PR #860, opened 2021-03-25
Check for empty set bug fix in einsum

verena-neufeld:
Bug fix when checking for empty set when using lib.einsum. I am still working on understanding the einsum functionality better in lib.einsum but this fix seems to speed up some of my calculations. Thanks to @tberkel for helpful explanations.

### DIFF
--- a/pyscf/lib/numpy_helper.py
+++ b/pyscf/lib/numpy_helper.py
@@ -131,7 +131,7 @@ def _contract(subscripts, *tensors, **kwargs):
     # Find the shared indices being summed over
     shared_idxAB = uniq_idxA.intersection(uniq_idxB)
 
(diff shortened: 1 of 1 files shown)


verena-neufeld:
This seems to have caused test failures.

verena-neufeld:
I was able to reproduce a segmentation fault on my local machine in "pyscf/lib/gto/test/test_ecp.py", not sure whether this is it, still investigating.

sunqm:
> I was able to reproduce a segmentation fault on my local machine in "pyscf/lib/gto/test/test_ecp.py", not sure whether this is it, still investigating.

May be caused by the size of pre-allocated buffer

verena-neufeld:
Thank you!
------------
Copy every line above in which the string "einsum" shows up.

SOLUTION =>
Check for empty set bug fix in einsum
Bug fix when checking for empty set when using lib.einsum. I am still working on understanding the einsum functionality better in lib.einsum but this fix seems to speed up some of my calculations. Thanks to @tberkel for helpful explanations.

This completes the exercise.